Con questa recensione credo di colmare un "vuoto" che era rimasto data la sola recensione del pezzo più famoso dell'album, ossia "Dust In The Wind".
Kansas ovvero grande hard rock con virtuosismi progressive,e cenni di country, grazie anche alla presenza del violino.
Si sono divisi la scena con gruppi come gli Styx, gli Angel, i Foreigner e i Journey (i Boston, seppure simili, facevano qualcosa di un pò diverso), e hanno ottenuto un notevole successo negli USA, nella seconda metà degli anni 70.
Il loro classico è senz'altro "Leftouverture" ma anche questo "Point of know return" non scherza proprio...

L'album è ancora più magniloquente del precedente, con punte di grande intensità in brani come "Closet's chronicles" e "Hopelessly human" , la cui bellezza è tale anche da far perdonare alcuni passaggi eccessivamente complessi, e che appesantiscono un pò il tessuto narrativo-musicale degli stessi; però quando partono i cori dei vari refrain, i Kansas strappano applausi a scena aperta, e l'enfasi in alcuni tratti è realmente trascinante.

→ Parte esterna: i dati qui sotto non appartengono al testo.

PR #955, opened 2023-09-05
Fix pip package name in Installing page

Xcodo:
The `pip` command seems to refer to the wrong package name.

Looks like the correct package is https://pypi.org/project/vunit-hdl/.


LarsAsplund:
We can't use ``vunit`` on PYPI because that was already taken so we use ``vunit_hdl`` instead. If that was the name we also used when importing into Python we must use an underscore since dashes are not legal in identifiers. PYPI prefers dashes so to handle this ``pip`` changes underscores to dashes. Either way works.

PR #961, opened 2023-09-28
Added/Fixed Typing for all files in vunit.ui package

g0t00:


vunit/com/codec_vhdl_package.py
```diff
@@ -148,7 +148,7 @@ def _create_enumeration_of_all_msg_types(self):
 
         msg_type_enumeration_types = []
         for record in self.record_types:
-            if record.elements[0].identifier_list[0] == "msg_type":
+            if record.elements[0].identifier_List[0] == "msg_type":
```
oscargus, line 151: Is this really correct? Seems a bit like a search-and-replace-error. `list[` -> `List[`

vunit/test/bench.py
```diff
@@ -13,7 +13,7 @@
 import re
 import bisect
 import collections
-from collections import OrderedDict
+from typing import Any, Iterable, List, Union, OrderedDict
```
oscargus, line 16: Is there any benefit of importing `OrderedDict` from `typing`? Seems more natural to import it from `collections`.

vunit/ui/packagefacade.py
```diff
@@ -9,21 +9,33 @@
 """
 
 from pathlib import Path
+from typing import List, Optional, Union, TYPE_CHECKING
+from vunit.design_unit import DesignUnit
+
```
oscargus, line 14:
```suggestion

from vunit.design_unit import DesignUnit
```
Not sure if any linting rules are applied, but this seems to make more sense either way.

oscargus:
Typing always helps! Some minor comments (I have no powers to approve or merge or whatever, but for what it is worth).

vunit/com/codec_vhdl_package.py
g0t00: Thank you good catch. Thats exactly what happened.

vunit/test/bench.py
g0t00: I kind of assumed that its required for the type generic annotations. Just checked and that not true. Changed back.

vunit/ui/packagefacade.py
g0t00: I do not really catch what your saying. But I did not find clear style re: import statements.
Also after doing all the changes I realized that vunit uses relative imports for most/all internal imports.
I personally do not like relative imports in python, but for consistencies sake I would change. If somebody from the core team can pitch in...

oscargus: Sorry for being unclear, the point was that if there is an empty line, it should probably not happen between the vunit imports.

Now
```
from typing...
from vunit...

from vunit...
```

Better
```
from typing...

from vunit...
from vunit...
```

(Tools like `isort` would probably have done something like the latter anyway.)

g0t00: Ah yes, thank you. Totally agreed.

(normally I just let isort handle imports)

umarcor:
After rebasing on top of branch `master`, the following errors are produced in CI:

# Linting

https://github.com/VUnit/vunit/actions/runs/8236613480/job/22523448088?pr=961#step:5:84
```
 ************* Module vunit.sim_if.__init__
vunit/sim_if/__init__.py:189:0: R0022: Useless option value for 'disable', 'no-self-use' was moved to an optional extension, see https://pylint.readthedocs.io/en/latest/whatsnew/2/2.14/summary.html#removed-checkers. (useless-option-value)
************* Module vunit.ui.preprocessor
vunit/ui/preprocessor.py:25:0: R0022: Useless option value for 'disable', 'no-self-use' was moved to an optional extension, see https://pylint.readthedocs.io/en/latest/whatsnew/2/2.14/summary.html#removed-checkers. (useless-option-value)
```

# Building sdist

https://github.com/VUnit/vunit/actions/runs/8236613480/job/22523449340?pr=961#step:5:43

```
   File "/home/runner/work/vunit/vunit/vunit/configuration.py", line 192, in <module>
    class ConfigurationVisitor(object):
  File "/home/runner/work/vunit/vunit/vunit/configuration.py", line 200, in ConfigurationVisitor
    def get_configuration_dicts(self) -> List[OrderedDict[Any, Configuration]]:
TypeError: 'type' object is not subscriptable
```

---

Furthermore:

- Please add a news fragment to [docs/news.d/](https://github.com/VUnit/vunit/tree/master/docs/news.d). See [vunit.github.io > Contributing > Release Notes Instructions](http://vunit.github.io/contributing.html#release-notes-instructions) and [towncrier.readthedocs.io > Tutorial > Creating News Fragments](https://towncrier.readthedocs.io/en/stable/tutorial.html#creating-news-fragments).
- Does mypy support specifying config options in `pyproject.toml` instead of using a separated file (`mypy.ini`)?

PR #965, opened 2023-10-20
Osvvm memory pkg build based on generic support

g0t00:
Analog to Osvvm included `osvvm.pro` built the correct MemoryPkg files based on simulator support for generic packages


LarsAsplund:
Thank you.

umarcor:
See #997.

PR #971, opened 2023-11-04
Fix check_relation using default checker

kraigher:
I am working on adding unused code warnings to VHDL LS and noticed that the `checker` argument to this procedure was unused.

### DIFF
--- a/vunit/vhdl/check/src/check.vhd
+++ b/vunit/vhdl/check/src/check.vhd
@@ -2263,7 +2263,7 @@ package body check_pkg is
     variable pass : boolean;
   begin
     -- pragma translate_off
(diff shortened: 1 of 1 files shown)


kraigher:
Note that the `run_stability_check`  has an unused `active_clock_edge` parameter which might be a bug: https://github.com/VUnit/vunit/blob/master/vunit/vhdl/check/src/check.vhd#L863C14-L863C31

LarsAsplund:
Nice feature! I like that it can see unused code in several steps. That one line will be unused once you remove another unused line.

I'm thinking such a check should be part of our lint job.

umarcor:
See #997.

PR #975, opened 2023-11-07
sim_if/modelsim: use vmap to find modelsim.ini

bjornfor:
* This creates a single source of truth for finding modelsim.ini. It is
  now possible to use MODELSIM=/path/to/custom/modelsim.ini and both
  ModelSim and vunit will use that. (The VUNIT_MODELSIM_INI environment
  variable can still be used to override modelsim.ini only for vunit.)
* This fixes detecting modelsim.ini in the quartus-prime-lite package
  from https://github.com/nixos/nixpkgs/issues, which exposes binaries
  at $prefix/bin, but not $prefix/modelsim.ini, because the latter is an
  FHS violation.


bjornfor:
@LarsAsplund: Friendly ping?

LarsAsplund:
@bjornfor Sounds like a good idea but there is a problem that needs to be solved. Removing the constraint from the `find_toolchain` call means that it will find the first `vsim` executable on the path. That can be both a Riviera-PRO and an Active-HDL installation. If you look into the simulator interfaces of those simulators and see how they use `find_toolchain`, you will see how they avoid finding each other and ModelSim/Questa. That should give you some ideas on how you can write a `not_aldec_simulator` constraint function.

bjornfor:
I pushed a new version, and fixed the unit tests, which I didn't realize this PR was breaking :sweat_smile:

I don't have a way to test `find_prefix_from_path()` yet (which uses the new `not_aldec_simulator()` function). So beware. (My integration test setup from a year ago is lost. And I don't have access to non-ModelSim/Questa simulators.)

bjornfor:
I think I've fixed the linter issues now.

bjornfor:
Friendly ping.

PR #989, opened 2024-02-23
check_equal support for fixed_pkg resolve #909

### LINKED ISSUE #909: Feature Request: check_equal(...) overloads for ieee.fixed_pkg.ufixed and ieee.fixed_pkg.sfixed
Hi all,

It would be very helpful if VUnit had support for using `check_equal(...)` on the `ieee.fixed_pkg` data types.

Currently I have to do all my testbenches using fixed point arithmetic like this:

```vhdl
check_true(A = B);
```

So that VUnit uses the equality operator from the fixed_pkg.

For verbosity of the test cases it would be better to have:

```vhdl
check_equal(A, B);
```

or even better, if the `check_equal` function could directly convert from the string representation of a fixed point number like this:

```vhdl
check_equal(A, "-13.625");
```

Since the fixed point arithmetic package is part of VHDL-2008 now, I think others might find this useful too.

abaebae:
How do you want to handle the string representation of fixed_pkg types? I used the `to_string` function from the fixed_pkg. Do you prefer the `to_nibble_string` style or a merge of both styles?

### DIFF
--- a/vunit/vhdl/check/run.py
+++ b/vunit/vhdl/check/run.py
@@ -11,9 +11,11 @@ from vunit.check_preprocessor import CheckPreprocessor
 
 import vunit.vhdl.check.tools.generate_check_equal as generate_check_equal
 import vunit.vhdl.check.tools.generate_check_match as generate_check_match
+import vunit.vhdl.check.tools.generate_check_equal_2008p as generate_check_equal_2008p
 
 generate_check_equal.main()
 generate_check_match.main()
+generate_check_equal_2008p.main()
 
 VU = VUnit.from_argv()
 VU.add_vhdl_builtins()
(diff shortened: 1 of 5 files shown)


creiter64:
I'm not an expert in VUnits code, but this looks quite good. About the string representation, I think since `fixed_pkg` already has one and it's part of the VHDL standard, it should be used.

umarcor:
After updating license copyright years and running black, the remaining CI errors are now related to the code in this PR. Check the following format mismatch:

```
Got:

   logger = check

   log_level = pass

   msg = Equality check passed - Got 1010.0101 (1.03125e1).

   file_name:line_num = :0



expected:

   logger = check

   log_level = pass

   msg = Equality check passed - Got 1010.0101 (10.3125).

   file_name:line_num = :0
```

abaebae:
It seems that every simulator had a slightly different default format for the `to_string(real)` implementation. The format is now explicitly set to the format string `"%f"`. That should lead to a consistent output style. The format style is up for debate.

umarcor:
See #997.

PR #990, opened 2024-02-29
Fix regex for VHDL component instantiations

javValverde:
- Add comments to the multiline regex
- Extend unittest for vhdl_parser

### DIFF
--- a/vunit/vhdl_parser.py
+++ b/vunit/vhdl_parser.py
@@ -85,9 +85,16 @@ class VHDLDesignFile(object):  # pylint: disable=too-many-instance-attributes
         )
 
     _component_re = re.compile(
-        r"[a-zA-Z]\w*\s*\:\s*(?:component)?\s*(?:(?:[a-zA-Z]\w*)\.)?([a-zA-Z]\w*)\s*"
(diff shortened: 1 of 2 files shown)


vunit/vhdl_parser.py
```diff
@@ -85,9 +85,16 @@ def parse(cls, code):
...
-        r"(?:generic|port) map\s*\([\s\w\=\>\,\.\)\(\+\-\'\"]*\);",
-        re.IGNORECASE,
+        r"""
+        [a-zA-Z]\w*               # Label
+        \s*\:\s*                  # Semicolon
+        (?:component)?\s*         # Optional component keyword
+        (?:(?:[a-zA-Z]\w*)\.)?    # Optional library name
+        ([a-zA-Z]\w*)\s*          # Capture component name
+        (?:generic|port)\s+map\s* # Generic/port map
+        \(.*?\)\s*;               # Open and closing brackets
```
LarsAsplund, line 95: Rather than allowing anything between the opening and closing brackets I would suggest extending the previously more restrictive expression with what is needed to pass the new test case:

\([\s\w\=\>\,\.\)\(\+\-\'\"\*/]*\)

I cannot recall if the more restrictive expression is there for a reason that is not made explicit in the test cases. For that reason I prefer a more defensive modification.

PR #991, opened 2024-02-29
Add py.typed

LukasVik:
So that code that uses VUnit can be type checked with mypy against VUnit's type hints.

See here for background: https://peps.python.org/pep-0561/

I verified that the file is included in the PyPI releases by running "python3 setup sdist" and checking that it was present in "vunit/py.typed" in the release zip.

### DIFF
--- a/docs/news.d/991.feature.rst
+++ b/docs/news.d/991.feature.rst
@@ -1,0 +1,1 @@
+Add ``py.typed`` file to indicate the existence of Python typing hints.


umarcor:
@LukasVik this PR adds a single empty file. Is that intended?

LukasVik:
@umarcor  Yes this is correct. The file just needs to exist as a marker, its content does not matter.

https://peps.python.org/pep-0561/#packaging-type-information

umarcor:
Nice! Please, add a news fragment and we can have this merged.

LukasVik:
> Nice! Please, add a news fragment and we can have this merged.

@umarcor Done! Thank you!

LukasVik:
I reworded it, is better now.

PR #992, opened 2024-02-29
Minimize imports in an effort to lower simulation setup time

LukasVik:
These changes represent a 21% reduction of execution time for the 460 test cases in hdl-modules repo: https://github.com/hdl-modules/hdl-modules For some small testbenches, the reduction is as much as 42%. Note that this repo contains only small to medium sized testbenches (1-10 seconds, with most around 1-4 seconds).

This is all using the GHDL simulator with GCC backend on Linux. With ModelSim Intel FPGA starter edition 2020.1, the reductions is negligible (1-2%).

This change:

1. Stop using "context" in all VUnit packages. In most packages, importing with context includes a lot more than what is actually used.

2. Stop using "use work.x_pkg.all" in cases where only 1-3 things are used from the package. Instead, one explicit "use" clause for the things that are actually used.

   * Not done for the most common packages (run_pkg, check_pkg, logger_pkg).

   * Not done for includes from very small packages.

3. For packages that have head and body in different files, move all imports to the head file. As they were, split between the files, there was a lot of overlap of imports, and it what hard to get an overview of what is actually imported and what is actually used.

The first point represents roughly 80% of the performance gain.

Note that in order to reach the performance gains listed above, the corresponding changes have to be made to all testbenches and simulation code in the user repo also. If the testbench includes "vunit_context", "com_context" etc, the performance gains will not be realized since everything will be imported anyway.

### DIFF
--- a/vunit/vhdl/check/src/check.vhd
+++ b/vunit/vhdl/check/src/check.vhd
@@ -6,15 +6,6 @@
 --
 -- Copyright (c) 2014-2024, Lars Asplund lars.anders.asplund@gmail.com
 
-library ieee;
-use ieee.std_logic_1164.all;
-use ieee.numeric_std.all;
-use std.textio.all;
-use work.checker_pkg.all;
-use work.string_ops.all;
-use work.location_pkg.all;
-use work.integer_vector_ptr_pkg.all;
-
 package body check_pkg is
   type boolean_vector is array (natural range <>) of boolean;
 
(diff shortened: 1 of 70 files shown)


LukasVik:
Hello Lars!

1. I do not, I did it all by hand. It took a while 🙈. Though I would love to have such a tool available. Something like isort in Python that groups and sorts the import, and some pylint equivalent that checks for unused imports. That would be lovely. Could probably be built on top of rust_hdl if someone wants to put in the work.
2. I agree fully. I think in general in programming keeping the scope clean, i.e. importing as little as possible, is a good thing. So the programming language should help with that. Would be great if VHDL "use" could be done in the compact way that you suggest.
4. Yes that is true. I see no change like this in my commit, but we can keep it in mind for the future!

Thank you!

LukasVik:
I have pushed a fix so that it is now green!

umarcor:
See #997.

Di grande impatto anche "Paradox" , che coniuga ritmo super-energico (con il violino che sottolinea il tutto in maniera incalzante) e maestose aperture melodiche.
Hard blues invece per "Portrait" , con finale scalmanato a sorpresa, mentre "Lightning's hand" è un vero tour de force di duetti chitarra violino, in un clima quasi heavy metal, almeno nel "piglio" e nelle tematiche.
Piccola parentesi: io ritengo che fra gli ispiratori dei Dream Theater ci siano senz'altro anche i Kansas; ascoltate senza pregiudizi il brano sopra descritto.....
C'è anche spazio per un hard rock con innesti funky (siamo pur sempre nel 1977) come "Sparks of the tempest" e per uno strumentale che si ispira apertamente a "Tarkus" del E.L. & P., ossia "The spider", che però è secondo me l'anello debole della catena.
Di "Dust in the wind" è già stato detto quanto c'era da dire in un'altra recensione, quindi rimando a quella.

Per conoscere quindi i Kansas al loro top, compratevi prima "Leftouverture", ma non dimenticate assolutamente questo album.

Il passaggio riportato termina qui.